Jeb steered me to an empty counter and then went to get enough bread for three. Ian lounged next to me, casually turning to the girl on his other side. It was the young blonde–he called her Paige.
“How are things going? How are you holding up with Andy gone?” he asked her.
“I'd be fine if I weren't so worried,” she told him, biting her lip.
“He'll be home soon,” Ian assured her. “Jared always brings everyone home. He's got a real talent. We've had no accidents, no problems since he showed up. Andy will be fine.” My interest sparked when he mentioned Jared–and Melanie, so somnolent these days, stirred–but Ian didn't say anything else. He just patted Paige's shoulder and turned to take his food from Jeb.
Jeb sat next to me and surveyed the room with a deep sense of satisfaction plain on his face. I looked around the room, too, trying to see what he saw. This must have been what it was usually like here, when I wasn't around.
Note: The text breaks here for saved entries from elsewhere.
PR #21403, opened 2023-05-24
Adjust default exploitable text to be more informative

Funce:
## About The Pull Request
Small update to default exploitable text

No caps, and better explanation

## Proof of Testing
Surely I don't need that :^)

## Changelog

:cl: Foxtrot (Funce)
config: Default Exploitable Text has been adjusted to make more sense.
/:cl:

### DIFF
--- a/code/__DEFINES/~skyrat_defines/flavor_defines.dm
+++ b/code/__DEFINES/~skyrat_defines/flavor_defines.dm
@@ -1,7 +1,7 @@
 /// How many characters will be displayed in the flavor text preview before we cut it off?
 #define FLAVOR_PREVIEW_LIMIT 110
 /// The default value that will go in any new player's exploitables.
-#define EXPLOITABLE_DEFAULT_TEXT "Used by antagonists. DO NOT PUT SEXUAL THINGS IN HERE. This is where you put flaws that can be exploited in any way. This will be viewable by antagonists if you modify this string, but only if there's anything at all in this box."
+#define EXPLOITABLE_DEFAULT_TEXT "Put information here that is valuable for an antagonist to exploit. This is for them to gain a leverage in order to get access to what they need among other things. While you can put sexual elements in here, that is not the main focus."
 /// The length of records at which they will not show up, to prevent empty records from appearing.
 #define RECORDS_INVISIBLE_THRESHOLD 0
 /// The message displayed when someone received the View Crew Exploitables verb.


code/__DEFINES/~skyrat_defines/flavor_defines.dm
```diff
@@ -1,7 +1,7 @@
 /// How many characters will be displayed in the flavor text preview before we cut it off?
 #define FLAVOR_PREVIEW_LIMIT 110
 /// The default value that will go in any new player's exploitables.
-#define EXPLOITABLE_DEFAULT_TEXT "Used by antagonists. DO NOT PUT SEXUAL THINGS IN HERE. This is where you put flaws that can be exploited in any way. This will be viewable by antagonists if you modify this string, but only if there's anything at all in this box."
+#define EXPLOITABLE_DEFAULT_TEXT "Put information here that is valuable for an antagonist to exploit. This is for them to gain a leverage in order to get access to what they need among other things. While you can put sexual elements in here, that is not the main focus."
```
ghost, line 4: Why is it changing from "Do not put sexual things in here" to "You can put sexual things in here"? There's really zero reason for exploitables to have any sexual content

tf-4:
Is this host request

Funce:
Yes

code/__DEFINES/~skyrat_defines/flavor_defines.dm
CliffracerX, line 4: This update makes it less clear where and when the information is shown, to speak nothing of changing the focus towards kink content that not every antag is going to want to engage with- not to mention adding pressure to fill it out, since it no longer mentions that the text is only displayed if its contents have been changed.

> Put information here that could be learnt of & exploited by knowledgeable antagonists for leverage, such as personal flaws or traumas in your character's medical history.  Only include information you that you are okay with not having to reveal through roleplay.  The contents of this field will only be shown to antagonists if modified & non-empty.  Sexual elements should not be the main focus, and if included, must follow policy.

nikothedude:
god howd i not see this

the way exploitables check to see if it should be hidden is basically seeing if it is eithe rempty or has the default string, by changing the default string, people with already made characters and default exploitables will suddenly appear as if they have exploitables, only for people to see the old default text

it may be worth adding some code to automatically replace the old text when exploitables are laoded

yes, i coded it weirdly, sue me, when i made the pr i was still baby new to coding

code/__DEFINES/~skyrat_defines/flavor_defines.dm
hugmeorelse: > Why is it changing from "Do not put sexual things in here" to "You can put sexual things in here"? There's really zero reason for exploitables to have any sexual content

Because it was never meant like that.

Funce:
Ah good to know

PR #21385, opened 2023-05-24
Voidraptor chemistry access fix & chemistry re-shuffling

KathrinBailey:
## About The Pull Request
• Fixes Voidraptor's little chemistry smoke room. This thing is annoying as hell, and I'd rather just yeet it entirely, but I'll settle for just fixing the door's access instead.

• Replaces reinforced tables in the chemical storage closet with glass tables. This closet is almost always used as a chemical press room, this makes it consistent with the rest of medbay, which uses glass tables, and removes some busy-work from every single round when the chemist comes to remove the table for space for their chem presses.

• Moves all of the west tables to the east side of the chemlab, granting an extra column of tiles space for chemists to work with. I've personally found Voidraptor to be very cramped for chemlab set-ups, so this helps a bunch.

## How This Contributes To The Skyrat Roleplay Experience
Effective utilisation of space means less busy-work chores for the chemist that don't involve doing their job before they can do their job. Bonus: less chemists spear-chucking at that windoor to get to those six tiles of extra space where the smoke machine is.

## Proof of Testing
image
image
image
(it used to be 'chemistry'!)

<details>
<summary>Screenshots/Videos</summary>
 
image
</details>

## Changelog

:cl:
fix: Voidraptor smoke machine room in the chemistry lab can now be opened by chemists/CMO.
qol: Voidraptor chemlab reorganised for better accessibility and reduced roundstart chores, so chemists can get to doing chemistry faster.
/:cl:

PR #21404, opened 2023-05-24
Voidraptor Optimised Kitchen

KathrinBailey:
## About The Pull Request
Re-organises the kitchen to prioritise placing the most often used cooking equipment together, whilst the least important cooking equipment is moved to the side.

Fire cabinet moved in the hallway to allow space on the wall for the requests console.

Makes the kitchen probably the least frustrating of all the kitchens in the map pool. Less frustration means more fun and less time wasted running around.

## Kitchen Heatmap
**Before**
image
**Before**
Green area is prime real estate, the most used kitchen equipment should be here, so you can use them without even having to move.
Yellow is reachable through moving a single tile. Important things that don't fit in green should be here.
Orange is the last few tiles we can reach without having to walk around the kitchen island.
Red is the death-zone. If it's in here, it really isn't important. It is smelly, British, and has poor hygiene. Home of the deep fryer and the two vendors.
**After**
image
**After**

## Proof of Testing

<details>
 I only kinda shuffled things around, I moved the APC and it's definitely powered. The requests console also had no helpers, so...
</details>

May conflict with #21385 ?

## Changelog

:cl:
qol: Voidraptor kitchen re-organised to make all of the service mains out there shed a tear of happiness.
/:cl:


Jolly-66 (changes requested):
Could you perchaps find another spot for the microwave? It being in the corner like this aesthetically doesn't look nice.

It functions without issue, yes, but it just looks bad. I'd recommend removing the grill, honestly.

image

Jolly-66 (approved):

PR #21447, opened 2023-05-26
[MIRROR] Fixes stacking machine and adds a drone dispenser to Tram as well as the required map items list [MDB IGNORE]

SkyratBot:
Original PR: https://github.com/tgstation/tgstation/pull/75653
--------------------
## About The Pull Request
Fixes #75611
Fixes #75609

This makes a small change to a few tiles outside of Science. There were three turfs that were never actually linked to any of the modular maintenance areas, so they just sat there as dirt turfs with nothing on them. I changed them to metal so they'll fit with the surroundings in each template and put the fab there, since we want it to show up in all three of them. I can go back and add that area to each of the templates instead if MMMiracles thinks that's a better choice, but I feel like this works fine.

Also adds the drone dispenser to required map items so unit tests will fail if they're not present.

## Why It's Good For The Game
Map consistency and bug fixes are good.

## Changelog
:cl:
fix: Adds a drone dispenser to Tramstation.
fix: The stacking machine on Tramstation no longer has incorrect input and output directions at roundstart.
config: Drone dispensers are now listed as required map items for passing unit tests. If one is not present on your map, it will fail the test.
/:cl:


Jolly-66:
I didn't mean to fix this ignore it

Jolly-66 (approved):

Issue #134, opened 2020-09-02
Don't use System.out, System.err or e.printStackTrace


angelozerr:
Several code uses 

 * System.out (ex : https://github.com/eclipse/lemminx-maven/search?q=System.out&unscoped_q=System.out), 
 * System.err (ex: https://github.com/eclipse/lemminx-maven/search?q=System.err&unscoped_q=System.err) 
 * e.printStackTrace (ex: https://github.com/eclipse/lemminx-maven/search?q=printStackTrace&unscoped_q=printStackTrace)

If you wish to log something, I suggest that you use Java util logger API like we use for LemMinX (to be consistent).

ajo:
Hi, I've setup logging similar to what you have LemMinX, however test testDownloadArtifactOnHover fails. This test also appears to fail on a fresh pull. Is this related to issue #104, or an issue on my side?

AObuchow:
> Hi, I've setup logging similar to what you have LemMinX, however test testDownloadArtifactOnHover fails. This test also appears to fail on a fresh pull. Is this related to issue #104, or an issue on my side?

I believe it is related to #104 although I’m not certain yet. That test fails for everyone (including myself). When I wrote it, it was passing but perhaps it was only passing cause I had the artifact in my local repo already.

Overall, don’t worry if testDownloadArtifactOnHover is failing as it always seems to fail locally. This should be fixed at some point however, especially as it’s worrisome for newer contributors.

mickaelistria:
Fixed by @ajo with https://github.com/eclipse/lemminx-maven/pull/140 , thanks a lot!

PR #140, opened 2020-09-08
Issue #134 - Don't use System.out, System.err or e.printStackTrace

ajo:
Replace logging that used e.printStackTrace, System.err, and System.out with java.util.logging.Logger.


ajo:
Any idea what would be causing the tests to fail in Jenkins? I'm not able to reproduce locally. 

image

mickaelistria:
This looks all good, merging. Thanks a lot!
As for the failing test, it can be some network issue.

Only today I didn't seem to bother them. They must have been tired of letting me interrupt their lives.
“Things are settling down,” Ian commented to Jeb.
“Knew they would. We're all reasonable folks here.”
I frowned to myself.
“That's true, at the moment,” Ian said, laughing. “My brother's not around.”
“Exactly,” Jeb agreed.
It was interesting to me that Ian counted himself among the reasonable folks. Had he noticed that Jeb was unarmed? I was burning with curiosity, but I couldn't risk pointing it out in case he hadn't.